For those lacking access to prescriptions, a bitter pill to swallow
Mail-order prescriptions are often touted as the simple solution to the spread of pharmacy deserts. But consider the pitfalls: Delivery services can be unreliable. Packages may be stolen, lost, or misaddressed. Some elders lack reliable internet access, advocates note, and pharmacy websites can be confusing. Others simply want a professional they can ask about the pills they swallow.
For years, Stephanie Thomas would pick up friends’ medications and explain what to take and when based on the pharmacists’ instructions.
“I did it, happily,” she recalled, reclined in an armchair in her Roxbury home. “People found their way to me.”
Then Thomas herself fell ill with heart trouble, an aching right foot, and bouts of anxiety and depression. Her own medications are now delivered from Kornfield Pharmacy, a drugstore that has served Nubian Square for several decades. Thomas has little faith in FedEx or the flat silver slots where mail is delivered in her apartment building’s vestibule. She feels confident her medicine will arrive on time only because Kornfield owner Esther Egesionu comes and drops it directly in her hand.
“I trust Esther,” Thomas said.
Others lean in the same way on Victoria Okeke. She owns Blue Hill Pharmacy in Grove Hall and spends most of her time making house calls, delivering medication one customer at a time to the elderly and immobile across neighborhoods and suburbs south of Boston.
Each day, Okeke maps out a driving route full of shortcuts and side streets. Just after 4 p.m. on a March Tuesday, she tucked two blister packs into a bag and set off for two deliveries in Mattapan and the South End. Sometimes, customers call, frantic, needing an emergency delivery that alters her meticulous route.
“I don’t care how many patients I have, even if they’re 20, 40, 50 of them. It’s OK,” Okeke said. “I’ll take care of 50 people if 50 people are living healthier.”
“Once a big chain like Walgreens is gone, there’s a void in that community, a big void. And with that void, the question is: How do we fill that gap?” she said. “I don’t want to be the only person to fill the gap of Walgreens.”
But what about those with no other options?
People like Dorchester resident Linda Sokolowski, for example. At 62, she cannot drive or even stand for long periods without her lower back or legs flaring in pain.
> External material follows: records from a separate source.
PR #14878, opened 2023-07-07
Player Piano Automatic Linking

Facsimil:
[FEATURE] [GAME OBJECTS] [QOL]

## About the PR 

Adds a new multitool function (based on #7167) that allows players to link a set of player pianos together.

## Why's this needed? 

It gets tedious linking pianos the larger the set is.

## Changelog 

```changelog
(u)Facsimil
(+)Player pianos now can be linked together automatically.
```

PR #9027, opened 2022-06-07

Every day, she takes a patchwork of pills to manage her liver transplant, fibromyalgia, osteoporosis, lingering long-COVID symptoms, and two knee replacements that left her without a right kneecap.
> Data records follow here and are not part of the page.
PR #17606, opened 2024-01-10
Improve module tool reorder UI

mordent-goonstation:
## About the PR 

Generally improves scrolling/reordering behavior of Cyborg Module Rewriter, making it easier to move tools up/down. I am very aware that this is not a "best" solution for the function of ordering module tools, but this should hopefully give a better UI to use as a framework going forwards.

image

## Why's this needed? 

- Chasing a tool up/down the list to press the up/down arrows on it to reorder it is awkward.
- Better scrollbar behavior allows for tools list and modules list to grow independently.

## Changelog 

```changelog
(u)Mordent
(+)Reordering tools within the Cyborg Module Rewriter made easier.
```


ZeWaka:
Why not drag and drop?

mordent-goonstation:
> Why not drag and drop?

Have at it, dude. This was a between-rounds-of-Darktide improvement.

PR #17610, opened 2024-01-10
Add +x to pre-commit.hook

amylizzle:
## About the PR 
makes pre-commit.hook executable so I can commit things on Linux. Should have no effect on Windows dev.


ZeWaka (approved):
my bad

PR #17617, opened 2024-01-10
Fix stamina bar not updating to max if you regenerate a tiny amount of stamina

### LINKED ISSUE #17422: Case where you can't reach full stamina
### Labels

[BUG][MINOR]

### Description

There's a small case where you can't reach max stamina if the remaining stamina you have left is less than your regen rate

### Steps to reproduce

1. Reach 195 stamina as a human
2. Have 10 stamina regen rate
3. Hover over stamina bar at the top right and see it stay at 195 stamina

### Expected Behavior

For stamina to increase to full stamina

_No response_

MeggalBozale:
[Bug] [Code-Quality] [UI]
## About the PR 
Title explains this, if you regenerate only ~3% of your stamina the stamina bar icon won't update. This is fine for performance until you are regenerating to max from 195/200 stam, in which case it appears you don't have max stamina when you do.

This change improves the check to self-document a bit better, and to update when the stamina bar just reaches its max value. Also changes the bar update to when you regenerate <5% of your stamina

https://github.com/goonstation/goonstation/assets/27376947/ab9327c8-69a1-45f0-a5d6-f742a171de3d

## Why's this needed? 
Seems pretty annoying that it won't update all the way.
Fixes #17422

### DIFF
--- a/code/obj/screen.dm
+++ b/code/obj/screen.dm
@@ -78,7 +78,13 @@
 
 	proc/update_value(var/mob/living/C)
 		last_update = TIME
-		if(C.stamina_max <= 0 || abs(C.stamina - last_val) * 32 / C.stamina_max <= 1) return //No need to change anything
+
+		if (C.stamina_max <= 0)
+			return
+		// Don't change if we have barely changed stamina to begin with, but change if we just hit the max value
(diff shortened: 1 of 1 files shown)


MeggalBozale:
image
literally the only relevant part of the clip since it cuts out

Walgreens used to leave a monthly package of medications on her front door, until they stopped accepting her MassHealth WellSense insurance plan last year. She switched to CVS, but they, too, refused doorstep delivery, because of the limitations of her insurance.
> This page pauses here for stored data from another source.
PR #17620, opened 2024-01-11
cleanup of food_and_drink/plants.dm

NibChocolateeny:
[C-Code-Quality][A-Hydroponics]

## About the PR
cleans up modules/food_and_drink/plants.dm and makes code/descriptions nicer. this means:
- make "edible" var all true/false instead of ture/false and 1/0
- break up some long comments and lines for read ability (not all - not sure if it will break things)
- gets rid of broken description on bean plantes (I can fix in later pr!)
- minor grammar/wording fixes to descriptions aned other messages (onions red, not yellow; coconut not cut in slice; etc)

## Why's this needed? 
better code! Maybe? reviewers tell me, maybe it is not so good :<

### DIFF
--- a/code/modules/food_and_drink/plants.dm
+++ b/code/modules/food_and_drink/plants.dm
@@ -491,8 +491,10 @@ ABSTRACT_TYPE(/obj/item/reagent_containers/food/snacks/plant)
 /obj/item/reagent_containers/food/snacks/plant/melon/george
 	name = "rainbow melon"
 	crop_prefix = "rainbow "
-	desc = "Sometime in the year 2472 these melons were required to have their name legally changed to protect the not-so-innocent. \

A healthy person could walk to the CVS on Morrissey Boulevard in 25 minutes from her apartment in the St. Mark’s section of Dorchester. But it would take Sokolowski an hour, with stops to rest on street curbs, she said. Her brother-in-law drops by the CVS for her around three times a week. Without him, she would be at high risk for rejecting her liver, forming blood clots, and losing her already hampered mobility. And she would not be able to care for her 11-year-old granddaughter, Savannah, who lives with her.
Sokolowski thinks often of the thousands of Bostonians in similarly tenuous situations, shut out from access to medication by either geography or circumstance. No pharmacy for miles, no alternative options.
“A prescription,” Sokolowski said, “is no good if you can’t reach it.”
How we reported this story
The Globe used retail drugstore location data from the Massachusetts Department of Public Health and demographic data from the US Census Bureau at the block group level for this analysis. Block groups are statistical divisions of about 600 to 3,000 people.
To identify pharmacy deserts in Boston, we created a radius around each open drugstore — a half mile for block groups with below-average access to cars, and one mile for those with above-average access. We then calculated how much of each block group fell within that radius. The block groups where the overlap was 50 percent or less are considered pharmacy deserts.
Olivia Yarvis of the Globe staff contributed to this report.